**EXERCISE**
Locate each line with the string "trim" in the listing below and copy it.

-=-=-=-=-

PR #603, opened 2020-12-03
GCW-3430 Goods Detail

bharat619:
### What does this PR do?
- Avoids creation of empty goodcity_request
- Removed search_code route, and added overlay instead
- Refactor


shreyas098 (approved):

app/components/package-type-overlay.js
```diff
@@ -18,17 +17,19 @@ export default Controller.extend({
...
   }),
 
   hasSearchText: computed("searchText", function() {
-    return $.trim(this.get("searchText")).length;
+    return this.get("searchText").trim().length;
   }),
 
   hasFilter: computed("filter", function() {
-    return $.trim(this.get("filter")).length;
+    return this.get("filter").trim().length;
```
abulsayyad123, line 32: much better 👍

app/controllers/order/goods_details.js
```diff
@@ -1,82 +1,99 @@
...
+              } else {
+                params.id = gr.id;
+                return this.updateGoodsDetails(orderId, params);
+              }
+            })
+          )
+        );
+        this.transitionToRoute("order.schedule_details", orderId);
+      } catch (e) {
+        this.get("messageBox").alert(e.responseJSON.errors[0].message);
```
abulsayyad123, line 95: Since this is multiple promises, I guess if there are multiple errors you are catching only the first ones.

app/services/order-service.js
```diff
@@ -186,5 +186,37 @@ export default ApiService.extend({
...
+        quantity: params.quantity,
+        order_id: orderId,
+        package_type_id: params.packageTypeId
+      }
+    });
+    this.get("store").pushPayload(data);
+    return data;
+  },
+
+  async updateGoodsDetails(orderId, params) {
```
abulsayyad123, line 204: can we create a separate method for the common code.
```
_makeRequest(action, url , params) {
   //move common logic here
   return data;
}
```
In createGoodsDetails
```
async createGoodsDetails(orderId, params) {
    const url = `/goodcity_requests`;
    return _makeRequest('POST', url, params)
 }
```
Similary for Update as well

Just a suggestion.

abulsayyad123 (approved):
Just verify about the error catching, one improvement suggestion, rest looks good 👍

-=-=-=-=-

**EXERCISE SOLUTION**
-    return $.trim(this.get("searchText")).length;
+    return this.get("searchText").trim().length;
-    return $.trim(this.get("filter")).length;
+    return this.get("filter").trim().length;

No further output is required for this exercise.